Sildenafil given with with ambrisentan, and not bosentan, may be better suited for patients with pulmonary arterial hypertension.

Keiichi Odagiri from the Hamamatsu University School of Medicine in Japan and colleagues found that patients’ plasma concentration of sildenafil was significantly lower if the drug was given in combination with bosentan when compared with ambrisentan.

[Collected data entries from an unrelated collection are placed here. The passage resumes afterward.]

PR #697, opened 2022-07-19
Update description with token now supported

fauust:
See: https://github.com/peter-evans/dockerhub-description/issues/10

Bump GH actions versions.

As a reminder, we already discussed this in https://github.com/lycheeverse/lychee/pull/325

### DIFF
--- a/.github/workflows/docker.yml
+++ b/.github/workflows/docker.yml
@@ -23,6 +23,9 @@ env:
 jobs:
   build:
     runs-on: ubuntu-latest
+    if: github.repository_owner == 'lycheeverse' &&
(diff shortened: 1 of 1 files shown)


fauust:
Yep, thanks. I am not sure if we should skip the whole build step or just those that push to dockerhub.

mre:
The other steps are just login and setup steps, so I think it's fine if we skip the entire pipeline in this case unless I'm missing something.
In any case, thanks a lot for the addition @fauust. 😃

fauust:
Yes you are right! On other CI I build the image locally and push it in a local registry. But that's not the case here. So skipping is perfectly fine.

PR #718, opened 2022-08-03
Change progress bar style

mre:
* Use pink for spinner
* Show ETA instead of elapsed
* dim progress bar and adjust size to terminal width


mre:
What I don't understand is how why the progress line sometimes overflows on large URLs.

image

This is only happening since indicatif 0.17.0. Unless it's an obvious mistake on my end (which is likely), I will open an issue with indicatif to reach out for help.

lychee-bin/src/commands/check.rs
```diff
@@ -51,9 +51,11 @@ where
     let pb = if params.cfg.no_progress {
         None
     } else {
-        let bar = ProgressBar::new_spinner().with_style(ProgressStyle::default_bar().template(
-            "{spinner:.red.bright} {pos}/{len:.dim} [{elapsed_precise}] {bar:25} {wide_msg}",
-        ).expect("Valid progress bar"));
+        let bar = ProgressBar::new_spinner().with_style(
+            ProgressStyle::default_bar()
+                .template("{spinner:.197.bright} {pos}/{len:.dim} ETA {eta} {bar:.dim} {wide_msg}")
```
lebensterben, line 56: can you replace default_bar() and template() by with_template()?

mre: Good idea, thanks.

lebensterben:
> This is only happening since indicatif 0.17.0. Unless it's an obvious mistake on my end (which is likely), I will open an issue with indicatif to reach out for help.

probably because of https://github.com/console-rs/indicatif/commit/d7851c7a467313571d71133b1729af9c5dd3b2ae ?

what if we turn off this feature?

mre:
Do you mean like this?

```toml
[dependencies.indicatif]
version = "0.17.0"
default-features = false
features  = []
```

Just tried that, but the result is still the same.

lebensterben:
`git-bisect` helped me pin down the commit that breaks it.
https://github.com/console-rs/indicatif/commit/5038ba8

mre:
I just tried it again locally after a rebase on top of `master` and it works now. No more overflows. Maybe a recent update of indicativ fixed it. 🤔 In any case, I'll take it. If there's still an issue it most likely precedes this change, so I'll go ahead and merge it.

PR #730, opened 2022-08-12
Listing InnerSourceCommons/InnerSourcePatterns as user

spier:
The repo [InnerSourceCommons/InnerSourcePatterns](https://github.com/InnerSourceCommons/InnerSourcePatterns) is using lychee as a link checker since a couple of days.
(we found the recommendation for it in the liche repo)

I wasn't clear if we should add the new user/repo at top or bottom of the list.
Went for the top :)

Thank you for this great tool!

### DIFF
--- a/README.md
+++ b/README.md
@@ -400,6 +400,7 @@ We collect a list of common workarounds for various websites in our [troubleshoo
 
 ## Users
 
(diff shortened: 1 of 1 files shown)


mre:
Hey, thanks a lot for using lychee and for the pull request. 👏☺️

PR #84, opened 2019-01-15
pkg/cincinnati: fix media-type

lucab:
This aligns client-accepted media type to cincinnati spec.

Ref: https://github.com/openshift/cincinnati/blob/06c9ce64367b55f453295b2765a9aab61791dc76/docs/design/cincinnati.md#request

### DIFF
--- a/pkg/cincinnati/cincinnati.go
+++ b/pkg/cincinnati/cincinnati.go
@@ -11,9 +11,9 @@ import (
 )
 
 const (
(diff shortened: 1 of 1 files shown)


abhinavdahiya:
/lgtm

/hold

Will let @crawford decide if we can merge this during freeze.

crawford:
Yep, this is a bug that we should fix despite the freeze. Thanks for double checking.

/hold cancel

PR #85, opened 2019-01-16
pkg/cincinnati: add required parameters to requests

lucab:
This adds three mandatory parameters to cincinnati requests, as per
cincinnati-openshift specs.

Ref: https://github.com/openshift/cincinnati/blob/06c9ce64367b55f453295b2765a9aab61791dc76/docs/design/openshift.md#request

### DIFF
--- a/pkg/cincinnati/cincinnati.go
+++ b/pkg/cincinnati/cincinnati.go
@@ -5,6 +5,7 @@ import (
 	"fmt"
 	"io/ioutil"
 	"net/http"
+	"net/url"
 
 	"github.com/blang/semver"
 	"github.com/google/uuid"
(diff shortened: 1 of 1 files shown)


smarterclayton:
Can you guys add a Cincinnati integration test to pkg/start/start_integration_test.go (moved in #87) with a shim Cincinnati endpoint that verifies the behavior?  We have functional tests in cvo_test but an extra higher level test will be good.  Doesn't have to be here, just was looking at the bug and realized it would be a good candidate.

steveeJ:
@smarterclayton is this blocked on the additional test you've asked for?

smarterclayton:
I would like a test showing the url being constructed in cvo_test.go

smarterclayton:
Or scenarios test or thenintegrstion test (the integration test is probably the best place because we can run a local server and report

lucab:
Superseded by https://github.com/openshift/cluster-version-operator/pull/121.

PR #86, opened 2019-01-16
set cpu request for operator

sjenning:
@smarterclayton @derekwaynecarr


smarterclayton:
I'm ok with 20 because this is the root of the tree

/lgtm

According to the team, this might be because bosentan induces the expression of cytochrome P450 3A4, which interferes with sildenafil pharmacokinetics. In contrast, ambrisentan has no such effect, so when the seven PAH patients who were enrolled in the study, all taking sildenafil, were switched from bosentan to ambrisentan, their sildenafil plasma concentrations were considerably higher.

The researchers highlighted that the PAH patients in the cohort received bosentan at a dose of 62.5 mg twice a day, instead of the typically recommended dose of 125 mg. twice a day. The Japanese doctors used this dose, as they explained in a news release, “because of concerns about dose-dependent hepatic toxicity, even though the pharmacokinetics of bosentan and its metabolites are broadly comparable in Japanese and Caucasian individuals.”

The team reported that exercise tolerance was significantly better during treatment with sildenafil in combination with ambrisentan than during treatment with sildenafil plus bosentan. The median distance achieved in the externally paced 10-meter shuttle walking test was higher during the four to five weeks of treatment with ambrisentan compared to bosentan (340 vs. 280 meters, respectively).